Kurle focused her work on the rats, which are an invasive species introduced into some of the islands in decades past. The rats laid waste to seabird populations on islands after arriving — so much so that the islands with rats rarely have birds. But after the damage to bird populations was done, Kurle wanted to know how the rodents managed to persist without that food source.
She took tissue samples from the rats and found through stable isotope analysis that they subsisted predominantly on plant matter from the bushes and shrubs on the stark islands. But during the late summer and fall, the rats gorged themselves on amphipods that turned up as storms in that season washed kelp onto the shore. “They rely on this pulse of marine protein,” Kurle said.
Meanwhile in Yosemite, postdoctoral fellow and lead author of the study Jack Hopkins analyzed the stable isotopes of diets of black bears and found that the bears subsisted mostly on pine nuts, acorns, and plants without much reliance on insects, as was previously thought.

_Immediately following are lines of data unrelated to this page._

PR #524, opened 2026-07-22
feat(helm): Allow overriding the webhook baseUrl

AaronLionsheep:
There are cases where the auto-derived value for the web hook route does not match the value that would be consumed by a public platform. Having an easy way to override the web hook's baseUrl solves this problem.


lukashankeln (approved):

PR #546, opened 2026-07-26
feat(operator): allow a per-job webhook base URL

MatthewStockdale:
### What

Adds an optional `spec.webhook.baseUrl` to the RenovateJob CRD. When set, it is used as the base for that job's synced webhook delivery URLs; when empty, the operator falls back to the existing `WEBHOOK_BASE_URL` environment variable.

### Why

One operator instance is explicitly designed to serve multiple Git platforms — one RenovateJob per platform, as described in `docs/webhooks/sync.md`. Webhook sync writes each hook's delivery URL from `WEBHOOK_BASE_URL`, which is process-wide: only the platform-specific *path* varies per job, the *host* is shared by all of them.

That breaks down when platforms need different hostnames to reach the same operator. A forge running inside the cluster can deliver to an internal-only address; a hosted platform such as github.com must reach a publicly resolvable one. With a single global base, operators have to either publish an otherwise internal receiver to the internet, or route in-cluster deliveries out through a public endpoint and back — both avoidable with a per-job override.

### How

- `RenovateWebhook` gains `BaseURL string` (`json:"baseUrl,omitempty"`, `+optional`).
- `webhookURLForJob` prefers `spec.webhook.baseUrl`, then `WEBHOOK_BASE_URL`; the platform path and the `?namespace=…&job=…` parameters are appended exactly as before. The "delivery URL is unknown" error is raised only when both are empty, and now names both.
- CRD regenerated with controller-gen v0.21.0.
- Unit tests for precedence, fallback, spec-only, and the updated error.
- Documented under "Webhook URL" in `docs/webhooks/sync.md`.

### Compatibility

Purely additive and backward compatible. `baseUrl` is optional; deployments that only set `WEBHOOK_BASE_URL` produce byte-identical delivery URLs. No Helm values change — the chart still derives `WEBHOOK_BASE_URL` from `webhook.route`/`webhook.ingress`, and the override lives on the RenovateJob.

### Testing

`go build ./...` and `go test ./...` pass. New tests in `src/internal/crdManager/renovateJobManager_test.go`.

Note: `golangci-lint` reports one pre-existing gofmt issue at `src/api/v1alpha1/renovatejob_types.go:223` (`ProjectStatus.Name` field alignment). It is present on `main` unmodified and unrelated to this change, so it was deliberately left out — happy to fold the one-line fix in here or send it separately if you prefer.


src/api/v1alpha1/renovatejob_types.go
```diff
@@ -115,7 +115,15 @@ type RenovateJobSecurityContext struct {
...
-	Enabled        bool                 `json:"enabled"`
+	Enabled bool `json:"enabled"`
+	// Externally reachable base URL of the operator's webhook server for this
+	// job, e.g. https://renovate.example.com. The platform-specific path is
+	// appended to it. Takes precedence over the operator-wide
+	// WEBHOOK_BASE_URL environment variable, which is used when this is empty.
+	// Set it when a platform needs a different hostname to reach the operator
+	// than the operator-wide default provides.
+	// +optional
+	BaseURL        string               `json:"baseUrl,omitempty"`
```
wittdennis, line 127:
```suggestion
    // +kubebuilder:validation:Pattern=`^https?://[^?#]+$`
	BaseURL        string               `json:"baseUrl,omitempty"`
```

Adding a rudimentary URL validation here would protect against basic misconfiguration

wittdennis (changes requested):
When webhook sync is active adding a baseUrl to the `RenovateJob` would cause a new webhook to be created as the match is the exact full url. If the old webhooks aren't manually removed this could potentially lead to a situation where renovate is fired twice, at least if both the old url and new url are reachable hosts. 

We should probably change the Url sync match for this. Maybe just match via path+query?

wdyt?

MatthewStockdale:
Agreed on both — pushed the validation pattern and the match change.

The way I'd frame it: this makes sync declarative. Right now identity and address are the same string, so changing the address makes the hook unrecognisable and we create a second one. Splitting them — identity is path + `job` + `namespace`, host is config — means the spec is desired state and we reconcile the hook to it instead of create-if-absent.

That needed one more change than the comparison itself. `ensureWebhook` short-circuited on `if hook.Active && hook.EventsUpToDate`, so a hook of ours on an old host would match, look healthy, and never get rewritten — worse than the duplicate, since there's no second hook to mask it and nothing in the logs. The URL now joins the drift check:

```go
if hook.URL == opts.WebhookURL && hook.Active && hook.EventsUpToDate {
    return nil
}
```

Match on identity, compare on full config. Identity is compared parsed rather than as a raw query string, since `q.Encode()` ordering is only guaranteed for hooks written by the operator. `removeWebhook` moves with it, otherwise we'd adopt hooks we then refuse to clean up.

The match fix stands on its own — a chart hostname or `baseUrlScheme` change breaks this today, without `baseUrl` existing at all — so it's a separate `fix(operator):` commit. Happy to split it into its own PR if you'd rather it landed independently, or got its own changelog entry.

New tests cover the migration path: a healthy hook under an old base URL is rewritten in place rather than duplicated, removal finds it too, another job's hook is left alone in both directions, and reversed parameter order still matches. The nine existing sync tests are unchanged and still pass.

Also updated the two places that documented the old identity model (`docs/webhooks/sync.md`, the architecture note in `CLAUDE.md`).

wittdennis (approved):
lgtm

Thanks for the contribution!

PR #547, opened 2026-07-27
feat(ui): collapse job cards by default and remember expansion

duderoot:
## What

Job cards on the dashboard now start collapsed instead of all being open.

When you have a few RenovateJobs each scanning a lot of repos, the dashboard
rendered every project of every job at once. With 5 jobs of 12 repos that's 60
rows and about 6 screens of scrolling — you couldn't even see which jobs exist
without scrolling past all of them. Collapsing by default keeps the overview
scannable and you open the one you actually care about.

Which cards you opened is now kept in `localStorage`, so it survives a reload
instead of snapping shut every time the page refreshes (which it does on its own
every 30s).

Also adds `Expand all` / `Collapse all`. They only act on the jobs you can
currently see, so if you've filtered by `Failed` or typed something in the search
box, expanding everything doesn't quietly open the jobs that are hidden.

## Tests

There was no frontend test coverage at all, so this adds a small Playwright setup
under `tests/ui` with four specs for the above.

The UI is fully client-side and gets everything from `/api/v1/*`, so the tests just
serve the real `index.html` and stub the API — no cluster and no Go build needed.
`staticFrontendServer.mjs` copies what `serveHTML` in `src/ui/ui.go` does with
`<base href>` and `window.__BASE_PATH__`, otherwise we'd be testing a page we never
actually ship.

They live outside `src/static` on purpose — the Dockerfile copies that whole
directory into the image, so anything in there gets shipped and served.

```sh
just test-ui                  # run them
just ui-dev                   # dashboard with mock data on :8098, no cluster
just test-ui-baseline HEAD    # run current specs against an older index.html
```

That last one is how I checked the specs aren't just passing by accident — against
`main` all four fail, the first one on `Expected: 0, Received: 60` rows.

The workflow to run this in CI is a separate PR, to keep this one to one thing.

## Checks

- `just test-ui` — 4 pass
- `just generate` — no CRD changes

README got the new recipes added to the *Running Tests* table. Nothing for `docs/`
since there's no new config, env var or Helm value.

## Notes

Only production file touched is `src/static/index.html` (+89 / −4), the rest is
tests and docs.

Also worth knowing: the mock API behind `just ui-dev` doesn't change state, so
hitting "run renovate" there returns 200 and nothing moves to Running. It's for
working on layout and client-side behaviour, not the job lifecycle.

All commits are signed off and the AI-assisted ones carry a `Co-Authored-By`.


lukashankeln:
I like the change but to me it feels like overkill to add playwright for 3 html files?

@beneiltis @wittdennis how do you feel about this?

wittdennis:
I'm with @lukashankeln. Change is good. Playwright is overkill for this. Although this is a potential point of improvement but one that I would like to address in a PR with the focus on that.

Don't know how I feel about the default collapsed. I think this will confuse users, especially new users that aren't familiar with the UI yet. I rather want the default to be expanded.

duderoot:
@lukashankeln and @wittdennis, thank you for the feedback.

The motivation for Playwright was the fact that the UI is at a stage where it feels like it's still at the beginning, and I can imagine that more features will be added over time.

Since I have "heard from a friend of mine" 😁that the UI is sometimes treated as a second-class citizen, I thought I would also add tests for it .

However, I respect your opinion, and I will update the PR and leave only the relevant changes. For the UI test/ Playwright , I will create a separate PR.

@wittdennis, regarding the default collapsed state, I can say that when you have 1,000+ projects, you're glad to have them collapsed. I understand your point, so the default expanded state works fine for me as well. I assume that the majority of users don't have that many projects.

wittdennis:
@duderoot with this many projects I can imagine that the UI will be pushed to its limits. I created issue #559 to explore ways to better support large deployments like yours. Feel free to add more info to the issue if you like

duderoot:
@wittdennis, thanks for the proposal in #559.

In this PR, I removed the entire Playwright infrastructure and left only the collapse/expand buttons, with the default state set to expanded.
Let me know if you'd like me to adjust anything else.

lukashankeln (approved):

PR #553, opened 2026-07-28
fix(rbac): narrow down secrets access

wittdennis:


charts/renovate-operator/templates/role/role.yaml
```diff
@@ -25,10 +25,12 @@ rules:
...
     verbs: ["get", "list"]
 
-  # Allow reading secrets for webhook token and github app integration
+  # Read platform/webhook tokens by name; create and update the github app token
+  # and valkey url secrets. No list/watch: Secrets bypass the informer cache, so a
+  # single grant here would otherwise expose every secret value in the namespace.
   - apiGroups: [""]
     resources: ["secrets"]
-    verbs: ["create", "get", "list", "watch", "update", "delete"]
+    verbs: ["get", "create", "update"]
```
lukashankeln, line 33: I think we might also need delete for example in case a Github App Connection gets replaced by a Token?

wittdennis: We don't actively delete any secret in the code base. The one place where we have a cleanup is when a Job is deleted by setting the owner reference of the github app token secret to that job. But that GC is actually done by the kube-controller-manager not by the operator

lukashankeln (approved):

beneiltis (approved):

“We need to know what they’re eating in Yosemite,” Kurle said of the black bears. Park managers can then determine how much human garbage and food the bears are eating, and can give some indication of whether efforts to limit bears’ access to this food source is working.
They also found diets differed between male and female bears.
“Female bears foraged for high-fat acorns and pine nuts more heavily than males, suggesting that females likely need these seeds for reproduction,” Hopkins said in a press release. “This could be a real problem for Sierra [Nevada] black bears in the future if blister rust continues to kill sugar pines and sudden oak death moves in from the coast.”
Kurle said that this could also mean that females eat different foods than males as a way to avoid them while their cubs are around, since male bears are known to kill infant bears.
She said that both of these kinds of studies give us a better understanding of how ecosystems work, and how managers can help with conservation.
“They can help us understand what animals with conservation interest are foraging on. What they’re eating and why we should care.”